Chronic pain is an unmistakable obstacle to wellbeing. Mindfulness can improve coping abilities and aid the emotional distress that people with persistent pain feel. Keep in mind that meditation should serve as one of a number of approaches to dealing with pain, including physical therapy, natural remedies, or doctor-approved medication.
When it comes to acute or short-term pain, people report less distress and can tolerate more pain in the research laboratory when they have had meditation training, compared to people who do not meditate. Grant JA. Meditative analgesia: the current state of the field.

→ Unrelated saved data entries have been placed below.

Issue #17, opened 2026-07-21
Incorrect Character Visuals (Only with GBC filter)


SegaSaturnFan:
### One line summary

Characters only have 3 colors (including transparency) when they should have 4

### Which build are you running

Windows

### Version

0.1.5

### Where in the game

Everywhere

### Screenshot, or a detailed description if you couldn't take one

<img width="609" height="488" alt="Image" src="https://github.com/user-attachments/assets/f8c7e612-f243-4e48-ad88-456cea75f6c1" />

### How to make it happen

Simply go anywhere where you can see your player/NPCs

### What should have happened

Not including transparency, NPC and the player sprites should have three colors

### Anything else

Appears to only be an issue in the windows version

bryanthaboi:
get latest version and try new color palete called red, let me know if you like that one

SegaSaturnFan:
The new color palette is good, reminds me of crystal version, I like it, as for the GBC filter, it still technically isn't accurate, I think it's just an issue with that one filter not setting the NPC colors correctly, all the other filters seem to set it correctly, i'll edit the issue name to reflect this better

Issue #15, opened 2026-07-21
you shouldn't be able to black out against blue in firrst match


bryanthaboi:
the first match against blue, you should not black out if you lose. the game is supposed to auto heal your party after this match.

Issue #14, opened 2026-07-21
non-main gym trainers that you have not fought should deactivate after defeating gym leader and earning badge


bryanthaboi:
In the original game, if you earn a gym's badge without defeating all of that gym's trainers beforehand, the unfought trainers will deactivate

Issue #12, opened 2026-07-21
Pokemon not getting evolution moves


SegaSaturnFan:
### One line summary

When a pokemon evolves and has an evolution move, it does not get that move, (I.E. Kakuna not getting harden)

### Which build are you running

Windows

### Version

0.1.4

### Where in the game

Anywhere where pokemon can evolve

### Screenshot, or a detailed description if you couldn't take one

<img width="1123" height="980" alt="Image" src="https://github.com/user-attachments/assets/23225920-dc86-4e79-a55a-e0dfbea4a435" />

### How to make it happen

Simply Evolve a pokemon that's supposed to get an evolution move

### What should have happened

upon evolving, the pokemon will gain the evolution move

### Anything else

Unsure if this is a specific issue with the battle i was in before hand or if evolution moves are just broken, further testing is recommended

SegaSaturnFan:
Not an issue, my mistake

sebastian926:
I wanted to reopen this, because it is an issue. In the original game Pokemon DO learn moves at the level their evolutions do when evolving: https://youtu.be/OI2lS6aEC1g?t=1156

I was casually using Magikarp and evolving it to Gyarados in level 20 in this run and he didnt got bite: 

<img width="1172" height="1047" alt="Image" src="https://github.com/user-attachments/assets/6807a57d-d029-4309-919a-6ea08d80302a" />

Different would be if he evolved at level 21, then he wouldnt get bite.

Poor Gyarados, already two attacks skipped, lol.

SegaSaturnFan:
> I wanted to reopen this, because it is an issue. In the original game Pokemon DO learn moves at the level their evolutions do when evolving: https://youtu.be/OI2lS6aEC1g?t=1156
> 
> I was casually using Magikarp and evolving it to Gyarados in level 20 in this run and he didnt got bite:
> 
[...]

PR #965, opened 2026-08-07
Add mod.world:startWildBattle

crusty:
`src/world/WorldAPI.lua` states its own contract in the header:

> `mod.world`: the supported way for mod code to act on the running overworld. … Reaching into OverworldState internals stays unsupported; anything a mod legitimately needs belongs here.

Starting a wild encounter isn't there. A mod that wants one has to build a `BattleState` and push it, and the two things that matter are invisible from the outside: `battle.onFinish` drives `OverworldState:afterBattle`, which is the only caller of `Evolution.checkParty` and of the blackout-on-loss path, and `pushBattle` owns the entry wipe and the battle theme. Neither raises when it's missing. The mon gains EXP, levels normally, and simply never evolves.

## Why now

A published mod hit exactly this. Players lost every level-up evolution for days with no error to go on, and a party wipe left them standing on the map instead of blacking out to the last heal point. The fix has been written three times over and none of it is in the shipped release.

I'm not asking this repo to take responsibility for a third-party mod. The relevant part is that the failure mode is completely silent and the engine currently offers no supported path that would have made it impossible — which is the gap `WorldAPI` exists to close.

## What's here

`mod.world:startWildBattle(species, level)` resolves the live overworld, validates its arguments, wires `onFinish` to `afterBattle`, and routes through `pushBattle`. It follows the file's existing conventions: `nil, "no overworld"` when none is up, `nil, reason` on bad input, `true` on success.

It deliberately does **not** return the `BattleState` — handing a mod that object is the internals-reaching the header rules out.

## Refusal contract

Worth reviewing explicitly, because two of these are judgement calls rather than plain validation:

| Condition | Returns |
|---|---|
| no overworld up | `nil, "no overworld"` |
| unknown species | `nil, "unknown species: X"` |
| level not a whole number 1..100 | `nil, "level must be a whole number 1..100"` |
| no healthy party | `nil, "no healthy party"` |
| a battle or battle transition already on the stack | `nil, "a battle is already running"` |
| world mid-warp | `nil, "the world is mid-warp"` |

**The re-entrancy refusal is new behaviour, not just hardening.** `WorldAPI:overworld()` deliberately resolves the world from *under* whatever sits on top of it, so without this a call from a battle hook stacks a second battle over the live one — and on a loss, the inner `afterBattle` heals the party, halves money and warps to the heal point while the outer `BattleState` is still on the stack. Refusing forecloses a mod deliberately queuing a battle from inside another; I think that trade is right, but it is the reviewer's call.

**The healthy-party test runs before `newWild` is constructed**, not after. `BattleState.newWild` calls `markSeen(game, species)` (`BattleState.lua:596`) before a caller can inspect `battle.dead`, so checking afterwards means a refused `startWildBattle("MEWTWO", 70)` still permanently flags MEWTWO as SEEN in the save.

The validation isn't redundant with what's downstream either: `Pokemon.new` asserts on an unknown species, which is a throw rather than this API's `nil, reason` contract, and it never checks level at all — `tonumber` accepts `5.5`, which is written straight into `mon.level`, `Stats.calc` and the exp curve.

## Test

Folded into `tests/mod_world_tests.lua`, which is already the `mod.world` suite, already T3, and already carries the same off-the-world refusal pattern for `warpTo` / `spawnNpc` / `queueScript`. It reuses that file's `liveWorld` fixture rather than standing up a second one. 17 new checks; the suite goes 19083 -> 19100.

Coverage: the argument refusals above, then the handoff end to end -- the entry transition is pushed first, it hands off to the battle, `awardExp` records `leveledUp`, and the win reaches `EvolutionState`.

That last chain had no coverage. `tests/parity_trainer_evolution_order.lua:32-33` replaces `BattleState` wholesale with `{ leveledUp = { [caterpie] = true } }`, so `awardExp -> leveledUp -> afterBattle -> checkParty` was never exercised against the real thing.

T3 rather than the ROM-free tier is forced: the handoff only exists once a real map is up (`OverworldState:setMap` needs real tilesets and the bound `Game` upvalue), and the fixture dataset carries neither. `scripts/test.sh` skips T3 automatically when no ROM has been imported.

Annals of the New York Academy of Sciences 2014; 1307: 55-63. [PubMed]
The current evidence suggests that mindfulness-based treatments are about as good as well-established psychological treatments for persistent pain, like Cognitive Behaviour Therapy (CBT).
Benefits of mindfulness meditation to manage pain:
- Reduces anxiety
- Reduces depression
- Enhances cognitive control
- Emotion regulation
- Positive mood
- Acceptance
Moreover, there is an abundance of free videos and resources for people who would like to try this practice. From YouTube videos to online courses, mindfulness can be part of your pain management journey.
References:
Grant JA. Meditative analgesia: the current state of the field. Annals of the New York Academy of Sciences 2014; 1307: 55-63. [PubMed]
Zeidan F. The Neurobiology of Mindfulness Meditation. In: Brown KW, Creswell JD, Ryan RM, editors. Handbook of Mindfulness Science: Theory, Research and Practice. The Guilford Press; New York, New York: 2015.